»»

PR #184, opened 2026-05-20
added check text-outside-xsl-text

### LINKED ISSUE #141: text without `<xsl:text>` is not caught
This is my code:

```
<xsl:if test=".!=''">
  Hello!
</xsl:if>
```

It must be written as such, instead:

```
<xsl:if test=".!=''">
  <xsl:text>Hello!</xsl:text>
</xsl:if>
```

Any text (except spaces) outside of `<xsl:text>` must be prohibited.

alexachenko:
@maxonfjvipon please review
fixes #141 

I also left here an ability to write text in html tags and when declaring variables and params. Is it correct?


src/resources/checks/template-match-text-outside-node.yaml
```diff
@@ -0,0 +1,6 @@
+# SPDX-FileCopyrightText: Copyright (c) 2025-2026 Max Trunnikov
+# SPDX-License-Identifier: MIT
+---
+xpath: //*[count(text()[normalize-space()])>0 and (not(name() = 'xsl:text') and (not((name() = 'xsl:variable' or name() = 'xsl:param' or name() = 'xsl:with-param') and not(@select)))) and not(name() = ('div', 'p', 'h1', 'h2', 'h3', 'h4', 'h5', 'h6', 'section', 'article', 'header', 'footer', 'main', 'aside', 'nav', 'blockquote', 'pre', 'figure', 'figcaption', 'details', 'form', 'fieldset', 'legend', 'span', 'a', 'strong', 'em', 'b', 'i', 'u', 's', 'small', 'mark', 'code', 'kbd', 'samp', 'var', 'sub', 'sup', 'abbr', 'time', 'data', 'q', 'cite', 'dfn', 'bdi', 'bdo', 'ruby', 'rt', 'rp', 'wbr', 'li', 'dt', 'dd', 'td', 'th', 'caption', 'colgroup', 'video', 'audio', 'iframe', 'object', 'canvas', 'svg', 'math'))]
```
maxonfjvipon: The host-language whitelist is the wrong shape for this rule. Two problems:

1. The list is incomplete — `title`, `option`, `label`, `button`, `summary`, `textarea`, `output`, `meter`, `progress`, `address`, `del`, `ins`, table elements beyond `td`/`th`, plus the entire SVG/MathML/custom-vocabulary world are all absent.
2. `name() = (...)` compares the *qualified* name. `<html:p>` or any prefixed literal result element won't match the unprefixed names in the list.

The rule's job is to police XSL, not to know what HTML is. Suggest flipping the predicate so it only inspects elements in the XSL namespace, e.g.:

```xpath
//xsl:*[
  count(text()[normalize-space()]) > 0
  and not(local-name() = ('text','attribute','comment','processing-instruction','message'))
  and not(local-name() = ('variable','param','with-param') and not(@select))
]
```

This removes the HTML list entirely, fixes the prefix problem, and stops flagging literal result elements of any vocabulary.

maxonfjvipon: The variable/param exemption is the right idea, but several other XSL elements legitimately carry text content and are not exempted: `xsl:attribute`, `xsl:comment`, `xsl:processing-instruction`, `xsl:message`. Of these, `xsl:attribute` matters most — `<xsl:attribute name="class">container</xsl:attribute>` is idiomatic XSLT and is currently flagged (see the updated `template-match-not-creating-element-correctly` pack).

maxonfjvipon: Naming nit: the rule file is `template-match-text-outside-node`, but the branch and motive talk about text outside `xsl:text`. "Outside the node" is unclear. Suggest renaming to `template-match-text-outside-xsl-text.yaml` (and the motive/test packs accordingly) so the filename matches the actual check.

test/resources/xpath-packs/template-match-not-creating-element-correctly.yaml
```diff
@@ -3,8 +3,8 @@
 ---
 pack: template-match-not-creating-element-correctly
 found:
-  amount: 1
-  positions: [ [ 5, 5 ] ]
+  amount: 2
+  positions: [ [ 5, 5 ], [ 6, 7, 'template-match-text-outside-node' ] ]
```
maxonfjvipon: This new expected defect at `[6, 7, 'template-match-text-outside-node']` points at `<xsl:attribute name="class">container</xsl:attribute>` on line 6 of the fixture. That's idiomatic XSLT for computing an attribute value and should not be a defect — the rule needs to exempt `xsl:attribute` (see the rule-file comment).

Also, piggy-backing one rule's coverage onto another rule's fixture muddies the negative case for `template-match-not-creating-element-correctly`. Once the rule is fixed to not fire here, please revert this fixture and keep the new rule's coverage in its own packs.

test/resources/xpath-packs/template-match-text-in-node.yaml
```diff
@@ -0,0 +1,22 @@
+# SPDX-FileCopyrightText: Copyright (c) 2025-2026 Max Trunnikov
+# SPDX-License-Identifier: MIT
+---
+pack: template-match-text-outside-node
```
maxonfjvipon: Filename doesn't follow the project's pack naming. Existing negative-case packs are named after the rule with a `not-` infix (e.g. `template-match-blank-nested-if` ↔ `template-match-not-blank-nested-if`). Suggest renaming this file to `template-match-text-inside-xsl-text.yaml` (or `template-match-no-text-outside-xsl-text.yaml`) to match the convention.

src/resources/motives/template-match-text-outside-node.md
```diff
@@ -0,0 +1,20 @@
+# Text is outside the node
```
maxonfjvipon: Title "Text is outside the node" is ambiguous (text is always inside some node). Suggest `Literal text outside xsl:text` — and please also document the exceptions (HTML / literal result elements of any vocabulary, `xsl:variable` / `xsl:param` / `xsl:with-param` without `@select`, `xsl:attribute`, etc.) so users understand the boundary.

test/resources/reports/xsl-with-some-violations.xsl
```diff
@@ -29,15 +29,24 @@
     </p>
   </xsl:template>
   <xsl:template match="//title">
-    Title: <span style="color:#ff0000"><xsl:value-of select="."/></span>
+    <xsl:text>Title:</xsl:text>
+    <span style="color:#ff0000">
```
maxonfjvipon, line 33: The original was `Title: <span>...</span>` (with a trailing space after the colon). The rewrite becomes `<xsl:text>Title:</xsl:text>` — the space is gone. That's a semantic change in the fixture's expected output. If you want to preserve it, use `<xsl:text>Title: </xsl:text>`. Same applies to the corresponding lines in `xsl-packs-3/xsl-with-some-violations.xsl` and `xsl-packs/xsl-with-some-violations.xsl`.

maxonfjvipon (commented):
**On your question about HTML.** I'd argue this project should not have any HTML-specific knowledge. xslint lints XSL, but the *output* of an XSL transform can be HTML, SVG, MathML, XSL-FO, custom XML, or anything else. Hardcoding an HTML element list:
- is inherently incomplete (the current list misses `title`, `option`, `label`, `button`, `summary`, table elements beyond `td`/`th`, etc., and any custom/future element);
- punishes anyone outputting non-HTML (SVG `<text>`, MathML, custom vocabularies would all be flagged);
- conflates "literal result element" (an XSL concept — any non-XSL element in a template body) with "HTML element" (a particular vocabulary).

The cleaner model: **the rule should only inspect elements in the XSL namespace**. Literal result elements of any vocabulary are simply out of scope — XSL doesn't care what vocabulary you're outputting. Inside XSL, exempt the elements that legitimately carry text content: `xsl:text`, `xsl:variable`/`xsl:param`/`xsl:with-param` without `@select`, `xsl:attribute`, `xsl:comment`, `xsl:processing-instruction`, `xsl:message`. That shrinks the XPath to something readable and removes a whole class of false positives.

**On scope.** As currently written, the rule also fires on `<xsl:attribute name="x">value</xsl:attribute>` (see the updated `template-match-not-creating-element-correctly` pack — the new defect at row 6 col 7 lands on `<xsl:attribute>`). That's the idiomatic way to compute attribute values in XSLT 1.0; flagging it as a defect is incorrect.

**Missing test coverage.** Please add packs for:
- text inside `<xsl:attribute>` — should NOT fire;
- text inside `<xsl:variable name="x">value</xsl:variable>` (no `@select`) — should NOT fire;
- text inside `<xsl:comment>`/`<xsl:processing-instruction>`/`<xsl:message>` — should NOT fire;
- text inside a non-HTML literal result element (e.g. `<svg:text>foo</svg:text>` or a custom namespace element) — should NOT fire;
- text in an HTML element currently missing from the whitelist (e.g. `<title>`, `<option>`) — under the suggested redesign should NOT fire.

alexachenko:
@maxonfjvipon [here](https://github.com/maxonfjvipon/xslint/pull/184#pullrequestreview-4328592090) you wrote this:
> text inside <xsl:variable name="x">value</xsl:variable> (no @select) — should NOT fire;

but later we add new [issue](https://github.com/maxonfjvipon/xslint/issues/193)
so, can i ignore it, because it will be a part of another check?

**UPD:** while i added some changes with ignoring this part of check

src/resources/checks/template-match-text-outside-node.yaml
alexachenko: see [here](https://github.com/maxonfjvipon/xslint/pull/184#issuecomment-4757603294)

maxonfjvipon:
@alexachenko in general yes, each check should be isolated and validate only its part and don't complain about other similar problems

test/resources/xpath-packs/template-match-text-inside-non-XSL-element.yaml
```diff
@@ -0,0 +1,22 @@
+# SPDX-FileCopyrightText: Copyright (c) 2025-2026 Max Trunnikov
+# SPDX-License-Identifier: MIT
+---
+pack: template-match-text-outside-xsl-text
+found:
+  amount: 0
+  positions: [ ]
+input: |-
+  <?xml version="1.0"?>
+  <xsl:stylesheet xmlns:xsl="http://www.w3.org/1999/XSL/Transform" xmlns:ex=https://example.com" xmlns:xs="http://www.w3.org/2001/XMLSchema" version="2.0" id="style1">
```
maxonfjvipon: 🐛 This line is malformed XML — `xmlns:ex=https://example.com"` is missing the opening quote (should be `xmlns:ex="https://example.com"`). I ran this pack locally and xmldom emits:

```
[xmldom warning] attribute "xmlns:ex" missed start quot(")!!
[xmldom error]  element parse error: Error: invalid tagName:<
```

The test still reports `amount: 0` and "passes", but only because the document fails to parse, so the linter never sees the `<ex:text>foo</ex:text>` element you intended to test. In other words this fixture is currently passing vacuously and is **not** verifying that text inside a non-XSL (custom-namespace) element is ignored. It slips through CI because the inline pack XML isn't run through xcop in CI (only committed `.xsl` files are). Please fix the quote so the fixture actually exercises the rule.

---

src/resources/checks/xpath/template-match-text-outside-xsl-text.yaml
```diff
@@ -0,0 +1,6 @@
+# SPDX-FileCopyrightText: Copyright (c) 2025-2026 Max Trunnikov
+# SPDX-License-Identifier: MIT
+---
+xpath: //xsl:*[count(text()[normalize-space()]) > 0 and not(local-name() = ('text','attribute','comment','processing-instruction','message','variable','param','with-param'))]
+severity: warning
+message: Text element is outside the node. Write it in 'xsl:text'.
```
maxonfjvipon: Nit: the message reads a little awkwardly ("Text element is outside the node"). Consider something clearer, e.g.:

```yaml
message: Literal text appears directly inside an xsl:* instruction. Wrap it in xsl:text.
```

Also a scope note: this rule excludes `variable`/`param`/`with-param` unconditionally, whereas text in those is only valid when there's no `@select` (a `select` + text body is itself an error). Fine to leave for now, just flagging the gap.

---

maxonfjvipon (commented):
Took a look — the rule itself is sound and the approach (flag `xsl:*` instructions that carry non-whitespace text, excluding the elements where text is the value) is reasonable, and I confirmed the 12 text-* pack assertions pass locally. The reformatting of the report/stylesheet/template fixtures into `xsl:text` is consistent.

One real issue and a couple of nits inline:
- **`template-match-text-inside-non-XSL-element.yaml` has malformed XML** (missing quote), so that fixture passes vacuously and doesn't actually test the custom-namespace case — please fix (details inline).
- Minor: message wording, and the `variable`/`param`/`with-param` exclusion is unconditional.
- Trivia: the new motive `.md` is missing a trailing newline.

Once the malformed fixture is fixed (and ideally re-checked that it still reports 0 for the right reason), this looks good to merge.

---

alexachenko:
@maxonfjvipon please review

src/resources/checks/xpath/template-match-text-outside-xsl-text.yaml
```diff
@@ -0,0 +1,6 @@
+# SPDX-FileCopyrightText: Copyright (c) 2025-2026 Max Trunnikov
+# SPDX-License-Identifier: MIT
+---
+xpath: //xsl:*[count(text()[normalize-space()]) > 0 and not(local-name() = ('text','attribute','comment','processing-instruction','message','variable','param','with-param'))]
```
maxonfjvipon, line 4: The `variable`/`param`/`with-param` exemption works against the rule's own rationale. Loose text in `xsl:if`/`xsl:template` (which you do flag) only adds stray output whitespace, but loose text in a variable body silently becomes part of the *value*:

```xsl
<xsl:variable name="qw">
  ooooo
</xsl:variable>
```

`$qw` is not `"ooooo"` — XSLT strips only whitespace-*only* text nodes from a stylesheet, and `"\n  ooooo\n"` is not whitespace-only, so the indentation leaks into the value. That makes this the case the rule arguably most needs to catch. Suggest either flagging these too, or exempting them only when the body is a single `xsl:text`. The `comment`/`processing-instruction`/`message` exemptions are fine — text there is the payload.

src/resources/checks/xpath/template-match-text-outside-xsl-text.yaml
```diff
@@ -0,0 +1,6 @@
...
+severity: warning
+message: Literal text appears directly inside an xsl:* instruction. Wrap it in xsl:text.
```
maxonfjvipon: `inside an xsl:* instruction` leaks the selector syntax into a user-facing message; the other rules name concrete elements (e.g. "such as xsl:for-each, xsl:if, or xsl:when"). Suggest: `Literal text appears directly inside an xsl: instruction element. Wrap it in xsl:text.`

src/resources/motives/xpath/template-match-text-outside-xsl-text.md
```diff
@@ -0,0 +1,82 @@
+# Literal text outside `xsl:text`
+
+Text element can't be outside the node. Any text (except spaces) must be written
```
maxonfjvipon: Three small things on this file: the opening "Text element can't be outside the node." reads awkwardly, there is a trailing space at the end of this line, and the file has no trailing newline (every other motive ends with one). Maybe open with: "Literal text (other than whitespace) must not sit directly inside an `xsl:` instruction — wrap it in `xsl:text`."

test/resources/templates/xsl-with-no-violations.xsl
```diff
@@ -49,5 +49,14 @@
       <xsl:with-param name="color" select="'#00ffff'"/>
     </xsl:call-template>
   </xsl:template>
-  <xsl:template name="string"><xsl:param name="name" select="'Unknown'"/><xsl:param name="color" select="'#000000'"/><xsl:value-of select="$name"/>: <span style="color:{$color}"><xsl:value-of select="."/></span><br/></xsl:template>
+  <xsl:template>
```
maxonfjvipon: This dropped `name="string"`, so `<xsl:template>` now has neither `match` nor `name` (invalid XSLT), and the three `<xsl:call-template name="string">` above (lines 35, 41, 47) no longer resolve. The `reports/` and `stylesheets/` copies kept `name="string"`, and all three were identical before this PR — looks like a slip during reformatting. The `Processed files: N` assertions do not catch it. Please restore `name="string"`.

test/resources/xpath-packs/template-match-text-outside-xsl-text.yaml
```diff
@@ -0,0 +1,22 @@
+# SPDX-FileCopyrightText: Copyright (c) 2025-2026 Max Trunnikov
+# SPDX-License-Identifier: MIT
+---
+pack: template-match-text-outside-xsl-text
+found:
+  amount: 1
```
maxonfjvipon: The only violating case in the suite is `xsl:if`. Could you add a positive case for loose text directly in `xsl:template` — that is the exact #141 scenario and what the shared fixtures were reformatted around — and ideally one more container such as `xsl:for-each`? Right now the headline case is not asserted directly.

test/resources/xpath-packs/template-match-text-inside-html-element.yaml
```diff
@@ -0,0 +1,26 @@
+# SPDX-FileCopyrightText: Copyright (c) 2025-2026 Max Trunnikov
+# SPDX-License-Identifier: MIT
+---
+pack: template-match-text-outside-xsl-text
```
maxonfjvipon, line 4: This file and `template-match-text-inside-non-XSL-element.yaml` use uppercase in their names; every other pack is lowercase-kebab. Suggest renaming to `...-html-element.yaml` and `...-non-xsl-element.yaml` for consistency.

src/resources/checks/xpath/template-match-text-outside-xsl-text.yaml
alexachenko: @maxonfjvipon can we put this in a separate check? User can write it in one line, fully understanding what he is doing. for example:
```xsl
<xsl:variable name="para-font-size" as="xs:string">12pt</xsl variable>
```
we could put this in a warning explaining to the user that the `variable/param/with-param` he has entered will be saved with all line breaks and other possibly unwanted characters.

alexachenko: also if we change this rule this way we should change all rules with `variable/param/with-param` where like examples we use smth like this:
```xsl
<xsl:variable name="qw">
  ooooo
</xsl:variable>
```

maxonfjvipon: @alexachenko agreed, let's make it a separate check. Keep this rule focused on loose text inside `xsl:if`/`xsl:template`/`xsl:for-each` etc., and add a new warning-level check for text content directly inside `xsl:variable`/`xsl:param`/`xsl:with-param`, with a message explaining that the value will keep all line breaks and surrounding whitespace. That way this PR doesn't need to touch the examples in the other variable/param rules — those stay valid as-is.

---

maxonfjvipon:
@alexachenko thanks for the work here. Here's the to-do list to get this PR ready for a final review:

- [x] **Split out the variable/param case into a new check** (as agreed above): keep `template-match-text-outside-xsl-text` focused on loose text inside `xsl:if`/`xsl:template`/`xsl:for-each` etc., and add a new **warning**-level check for text content directly inside `xsl:variable`/`xsl:param`/`xsl:with-param`, with a message noting the value keeps all line breaks and surrounding whitespace. New YAML + motive + test packs.
- [x] **Fix the dropped `name="string"`** in `test/resources/templates/xsl-with-no-violations.xsl` — the template currently has neither `match` nor `name`, and the three `xsl:call-template name="string"` references above it no longer resolve. Restore it (the `reports/` and `stylesheets/` copies still have it).
- [x] **Add the headline positive cases** — assert loose text directly inside `xsl:template` (the exact #141 scenario) and ideally one more container such as `xsl:for-each`. Right now only `xsl:if` is covered.
- [x] **Message wording** — avoid the `xsl:*` selector syntax in the user-facing message; name concrete elements like the other rules do.
- [x] **Motive polish** — reword the awkward opening sentence, drop the trailing space, and add a trailing newline (every other motive ends with one).
- [x] **Pack filenames** — rename `template-match-text-inside-HTML-element.yaml` and `template-match-text-inside-non-XSL-element.yaml` to lowercase-kebab (`...-html-element.yaml`, `...-non-xsl-element.yaml`) to match the convention.

Once these are in, ping me for a re-review.

---

alexachenko:
@maxonfjvipon please review

src/resources/checks/xpath/template-match-text-outside-xsl-text.yaml
alexachenko: open [here](https://github.com/maxonfjvipon/xslint/issues/230)

src/resources/motives/xpath/template-match-text-outside-xsl-text.md
```diff
@@ -0,0 +1,90 @@
...
+<ul>
+  <li>William Shakespeare</li>
+  <li>Robert Burns</li>
+  <li>Lord Byron</li>
+</ul>
+```
+
+or:
+```xsl
+<xsl:msg>
```
maxonfjvipon: This "Correct" example is actually flagged by the rule, so it contradicts itself. `<xsl:msg>` is in the XSLT namespace (the `xsl:` prefix), and `msg` isn't in the exemption list, so `//xsl:*[count(text()[normalize-space()]) > 0 and not(local-name() = (…))]` matches it. I verified locally — it returns 1 defect, not 0.

You probably meant to illustrate a *non-XSL* element. Either drop this block (the `<ul><li>…` example above already covers literal result elements) or replace it with a genuinely non-XSL element, e.g.:

```xsl
<my:note xmlns:my="https://example.com">
  some text
</my:note>
```

Also on line 7: "in another non-xsl elements" → "in other non-XSL elements".

---

maxonfjvipon (commented):
One thing to fix before merge (inline): the motive's `<xsl:msg>…</xsl:msg>` block is listed as **Correct** but the rule actually flags it (I verified — 1 defect). Swap it for a real non-XSL element or drop it.

On the separate variable/param text check we agreed on: I see this PR keeps `variable`/`param`/`with-param` exempted and leaves that as follow-up work — that's fine by me. Could you open a tracking issue for the new warning-level check so it isn't lost? Then once the `xsl:msg` example is fixed, this is good to merge.

src/resources/motives/xpath/template-match-text-outside-xsl-text.md
alexachenko: @maxonfjvipon 
issue was opened #230
fixed `template-match-text-outside-xsl-text.md`

maxonfjvipon (approved):

maxonfjvipon:
@rultor merge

««

Look through the entries above. Extract each line with the word "note".

**Task response**
Also a scope note: this rule excludes `variable`/`param`/`with-param` unconditionally, whereas text in those is only valid when there's no `@select` (a `select` + text body is itself an error). Fine to leave for now, just flagging the gap.
<my:note xmlns:my="https://example.com">
</my:note>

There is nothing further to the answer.